● Assignment:
Nothing but the lines from the start of the entries through the line containing "Yea. I can see" should appear in the answer, each given exactly.

Saved entries
-.-.-
PR #2217, opened 2025-02-26
Improve styling of "cannot write" message in spec

tintinthong:
Screenshot 2025-02-27 at 00 09 42

Screenshot 2025-02-27 at 00 11 55

### DIFF
--- a/packages/host/app/components/operator-mode/code-submode/spec-preview.gts
+++ b/packages/host/app/components/operator-mode/code-submode/spec-preview.gts
@@ -21,7 +21,7 @@ import {
   RealmIcon,
   LoadingIndicator,
 } from '@cardstack/boxel-ui/components';
-import { not, cn } from '@cardstack/boxel-ui/helpers';
+import { cn } from '@cardstack/boxel-ui/helpers';
 
 import {
   type ResolvedCodeRef,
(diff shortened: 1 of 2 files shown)


richardhjtan (approved):

burieberry:
Some of the items in Base Realm actually have specs, for example the boolean field, but it's not possible to preview the spec on the Spec accordion item. Is this intentional?

tintinthong:
> Some of the items in Base Realm actually have specs, for example the boolean field, but it's not possible to preview the spec on the Spec accordion item. Is this intentional?

Hmmm. I see your point. Is it preferred that when its not writable to just render in isolated rather than displaying the "cannot write" message

tintinthong:
Yea. I can see how this got lost in translation abit. 

So, we already don't display create button when its not writable. We shud just render isolated and be done with it rather than displaying this particular message

burieberry (approved):

tintinthong:
Updated @burieberry. Adding test now

**Has boxel spec in non-writable realm**

Screenshot 2025-02-27 at 15 18 38

**No boxel spec in non-writable realm**

Screenshot 2025-02-27 at 15 18 48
-.-.-
● Answer area:
PR #2217, opened 2025-02-26
Improve styling of "cannot write" message in spec

tintinthong:
Screenshot 2025-02-27 at 00 09 42

Screenshot 2025-02-27 at 00 11 55

### DIFF
--- a/packages/host/app/components/operator-mode/code-submode/spec-preview.gts
+++ b/packages/host/app/components/operator-mode/code-submode/spec-preview.gts
@@ -21,7 +21,7 @@ import {
   RealmIcon,
   LoadingIndicator,
 } from '@cardstack/boxel-ui/components';
-import { not, cn } from '@cardstack/boxel-ui/helpers';
+import { cn } from '@cardstack/boxel-ui/helpers';
 
 import {
   type ResolvedCodeRef,
(diff shortened: 1 of 2 files shown)


richardhjtan (approved):

burieberry:
Some of the items in Base Realm actually have specs, for example the boolean field, but it's not possible to preview the spec on the Spec accordion item. Is this intentional?

tintinthong:
> Some of the items in Base Realm actually have specs, for example the boolean field, but it's not possible to preview the spec on the Spec accordion item. Is this intentional?

Hmmm. I see your point. Is it preferred that when its not writable to just render in isolated rather than displaying the "cannot write" message

tintinthong:
Yea. I can see how this got lost in translation abit. 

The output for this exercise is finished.